Records excerpted from a collection:
PR #343, opened 2019-08-06
R1 WYSIWYG Panel

jamiepaul:
Ticket: https://central.tri.be/issues/131670
Design: https://moderntribe.invisionapp.com/d/main#/console/16185992/347968146/preview

Adds layout options to align panel header (left/center), with center being the default as this was previously the default in [1]. Implements design for all screen sizes.


wp-content/plugins/core/src/Panels/Types/Wysiwyg.php
```diff
@@ -12,6 +12,10 @@ class Wysiwyg extends Panel_Type_Config {
 	const FIELD_DESCRIPTION    = 'description';
 	const FIELD_COLUMNS        = 'columns';
 	const FIELD_COLUMN_CONTENT = 'column_content';
+	const FIELD_LAYOUT         = 'layout';
+
+	const OPTION_LAYOUT_LEFT   = 'option_wysiwyg_layout_left';
```
ryanurban: See here: https://github.com/moderntribe/square-one/pull/355#discussion_r313149269 and how that flows into the wrapper layout class ;)

wp-content/themes/core/pcss/content/panel/_wysiwyg.pcss
```diff
@@ -0,0 +1,39 @@
...
+		}
+	}
+
+	.g-col:not(:last-child) {
+		margin-bottom: var(--spacer-4);
+	}
+}
+
+.s-header {
+	@media (--viewport-medium) {
```
ryanurban: Remember that this is a globally available section utility class, so we should stay aware of whether the change we are making should be applicable only to this particular panel (sandbox it in your panel class) or is a global change (port to the sections header partial) and handle accordingly ;)

Fwiw, these do look like global changes.

wp-content/plugins/core/src/Panels/Types/Wysiwyg.php
jamiepaul: Updated

wp-content/themes/core/pcss/content/panel/_wysiwyg.pcss
jamiepaul: My mistake. I'm not sure the width should be global for this, so scoping to the panel until we see that pattern really emerge.

wp-content/plugins/core/src/Templates/Content/Panels/Wysiwyg.php
```diff
@@ -14,15 +20,64 @@ public function get_data(): array {
...
+
+	/**
+	 * Get WYSIWYG row wrapper classes.
+	 *
+	 * @return string
+	 */
+	protected function get_wrapper_classes() {
+		$classes = [];
+		$columns = $this->panel_vars[ Wysi::FIELD_COLUMNS ];
+
```
speerface: Let's check if $columns is empty here and return `Util::class_attribute( $classes, false )` if so. Then we can continue without having to check that in the next to conditionals.

speerface:
Let's make sure to add in a changelog entry for this too :)

wp-content/themes/core/content/panels/wysiwyg.twig
```diff
@@ -2,10 +2,26 @@
 
 {% extends "content/panels/panel.twig" %}
 
+{% block header %}
```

> EXERCISE AIM
Copy, from the lines above, each one that holds "columns".

> YOUR RESPONSE
 	const FIELD_COLUMNS        = 'columns';
+		$columns = $this->panel_vars[ Wysi::FIELD_COLUMNS ];
speerface: Let's check if $columns is empty here and return `Util::class_attribute( $classes, false )` if so. Then we can continue without having to check that in the next to conditionals.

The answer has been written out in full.